What you will do » Look through the entries below for the string "formatSelection", and copy each line where it is found.

══ Listed records

PR #4147, opened 2023-03-17
DecoratorNode not disabling placeholder at root

### LINKED ISSUE #4145: Bug: placeholder should not be shown for single DecoratorNode
Lexical version: 0.9

image

It seems that `DecoratorNode` is not checked:

https://github.com/facebook/lexical/blob/5445f2ce45496a5305a1bd6c9df2bc8d7dfc737b/packages/lexical-text/src/index.ts#L114-L137

HarrySIV:
This PR fixes #4145 . TBH I'm not completely sure what the expected behavior of a DecoratorNode is supposed to be, or whether this PR might break something. I ran the unit tests and they passed, but I couldn't get the e2e tests to work even for the unchanged main.

### DIFF
--- a/packages/lexical-text/src/index.ts
+++ b/packages/lexical-text/src/index.ts
@@ -12,6 +12,7 @@ import type {Klass, LexicalEditor, LexicalNode, RootNode} from 'lexical';
 import {
   $createTextNode,
   $getRoot,
+  $isDecoratorNode,
   $isElementNode,
   $isParagraphNode,
   $isTextNode,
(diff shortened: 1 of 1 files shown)


packages/lexical-text/src/index.ts
```diff
@@ -114,7 +115,7 @@ export function $canShowPlaceholder(isComposing: boolean): boolean {
   for (let i = 0; i < childrenLength; i++) {
     const topBlock = children[i];
 
-    if ($isElementNode(topBlock)) {
+    if ($isElementNode(topBlock) || $isDecoratorNode(topBlock)) {
```
acywatson, line 118: This should be fine, but you can probably make this a separate condition and return early instead of proceeding to all those other checks - I don't think any of those will pass on a decorator.

cleverhare (commented):
LGTM :)

Issue #6583, opened 2024-09-01
Bug: Table formatting and styling not persisting for empty cells


ivailop7:
Lexical version: 0.17.1

Since the table cells are empty paragraphs without text nodes, applying formatting and styling to the cells doesn't persist when text is added later. Those changes should persist irrespective if cells are empty or not. A lot of people do table changes in advance before they start entering text, will also bring behaviour inline with other editors.

https://github.com/user-attachments/assets/ad020a2c-eb23-41f7-a57e-ef4b8294610a

etrepum:
I think this is a design flaw, not really a bug. The workaround that is used elsewhere is to store the format on the RangeSelection, which works but that of course is ephemeral, so if you move the collapsed cursor to some text that has some existing format then the new format goes away because it was on the selection and the selection changes its format to match the existing text. This is the same way google docs works (at least with paragraphs). I think you would need to come up with some other strategy for tables (google docs persists styles on table cells or if you're at the beginning of an empty paragraph).

ivailop7:
> It does look like there are textStyle and textFormat accessors on ParagraphNode that are currently only used by the reconciler to preserve the subtree's text style & format but that could probably be used directly by the Selection classes, at least when the ParagraphNode is empty.

Thanks, that's how I started solving it, wanted to make sure there is no better solution.

etrepum:
Not that I can see! If you were trying to preserve it on the table selection it would probably be for naught because when you focus for text entry it will have been thrown away to make a RangeSelection. I have to imagine that's what this accessor is for, really, to preserve the intended format of an empty node. Whatever you do here should probably also be applied to other kinds of selection because RangeSelection also has this problem (e.g. create empty paragraph, change style on paragraph without entering text, navigate somewhere else and then back, and it's gone; or select a few empty paragraphs and then any attempt to change the format with the toolbar doesn't work even though the bold/italic buttons change their state).

etrepum:
I believe that this was fixed in #6626, I can't repro

ivailop7:
Katsia fixed the formatting, but not styling. This one is still outstanding. Try selecting an empty table and change font size, and type in afterwards, styling doesn't persist.

ivailop7:
The formatting is now persisting, styling (colors, font-size) is still not getting applied. Renamed the issue.

PR #6626, opened 2024-09-12
[lexical-table]  Bug: Table formatting and styling not persisting for empty cells

KatsiarynaDzibrova:
## Description

*Apply format change to empty paragraphs. Before it was only applied to text nodes*

Closes #[6583](https://github.com/facebook/lexical/issues/6583)

### Before
Formatting is not applied to empty paragraphs
table-bug-before

### After
Formatting is applied to empty paragraphs
table-bug-after

### DIFF
--- a/packages/lexical-table/src/LexicalTableObserver.ts
+++ b/packages/lexical-table/src/LexicalTableObserver.ts
@@ -357,12 +357,7 @@ export class TableObserver {
       const anchor = formatSelection.anchor;
       const focus = formatSelection.focus;
 
-      const cellNodes: Array<TableCellNode> = [];
-      for (const node of selection.getNodes()) {
-        if ($isTableCellNode(node)) {
-          cellNodes.push(node);
-        }
-      }
+      const cellNodes = selection.getNodes().filter($isTableCellNode);
       const paragraph = cellNodes[0].getFirstChild();
       const alignFormatWith = $isParagraphNode(paragraph)
         ? paragraph.getFormatFlags(type, null)
--- a/packages/lexical-table/src/LexicalTableObserver.ts
+++ b/packages/lexical-table/src/LexicalTableObserver.ts
@@ -21,12 +21,13 @@ import {
   $getRoot,
   $getSelection,
   $isElementNode,
+  $isParagraphNode,
   $setSelection,
   SELECTION_CHANGE_COMMAND,
 } from 'lexical';
 import invariant from 'shared/invariant';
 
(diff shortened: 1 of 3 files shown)


ivailop7 (approved):
LGTM, @etrepum for a second pair of eyes

packages/lexical/src/LexicalSelection.ts
```diff
@@ -1190,6 +1191,13 @@ export class RangeSelection implements BaseSelection {
       }
     }
 
+    selectedNodes.forEach((node) => {
+      if ($isParagraphNode(node)) {
+        const newFormat = node.getFormatFlags(formatType, null);
+        node.setTextFormat(newFormat);
+      }
+    });
```
etrepum, line 1199: We should implement alignment with the first cell of the selection. When the text/paragraphs have mixed formatting toggling bold should change the entire selection to have the same setting for bold.

https://github.com/user-attachments/assets/16687683-1fa8-4df9-957b-d4afee2c0723

packages/lexical-table/src/LexicalTableObserver.ts
```diff
@@ -357,7 +357,7 @@ export class TableObserver {
       const focus = formatSelection.focus;
 
       selection.getNodes().forEach((cellNode) => {
```
etrepum, line 359: I think this is where we would have to capture the format alignment

packages/lexical/src/LexicalSelection.ts
KatsiarynaDzibrova: Addressed in 25e38b6 and c995bf3

packages/lexical-table/src/LexicalTableObserver.ts
```diff
@@ -356,12 +357,21 @@ export class TableObserver {
...
-        if ($isTableCellNode(cellNode) && cellNode.getTextContentSize() !== 0) {
-          anchor.set(cellNode.getKey(), 0, 'element');
-          focus.set(cellNode.getKey(), cellNode.getChildrenSize(), 'element');
-          formatSelection.formatText(type);
+      const cellNodes: Array<TableCellNode> = [];
+      for (const node of selection.getNodes()) {
+        if ($isTableCellNode(node)) {
+          cellNodes.push(node);
         }
+      }
```
etrepum, line 365:
```suggestion
      const cellNodes = selection.getNodes().filter($isTableCellNode);
```

etrepum (approved):
Looks great, thank you!

etrepum (approved):

PR #6630, opened 2024-09-12
[lexical-playground] Bug Fix: Fix table row/column index when resizing merged cells

### LINKED ISSUE #6623: Bug: table resizes wrong column when cell is merged

patrick-atticus:
## Description
When table cells are merged (either vertically or horizontally) and you try to resize them, it resizes the row or column of the top/left cell.

Update the index to account for colspan and rowspan so the correct column/row is resized.

Closes #6623

### Before

https://github.com/user-attachments/assets/75333ad5-c0fa-4800-b3c6-25d932d8b8df

### After

https://github.com/user-attachments/assets/473d6d33-f467-4e16-afbb-8bc947367c7d

### DIFF
--- a/packages/lexical-playground/__tests__/e2e/Tables.spec.mjs
+++ b/packages/lexical-playground/__tests__/e2e/Tables.spec.mjs
@@ -1690,7 +1690,8 @@ test.describe.parallel('Tables', () => {
               <th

════

Response area »
       const anchor = formatSelection.anchor;
       const focus = formatSelection.focus;
       const focus = formatSelection.focus;
-          formatSelection.formatText(type);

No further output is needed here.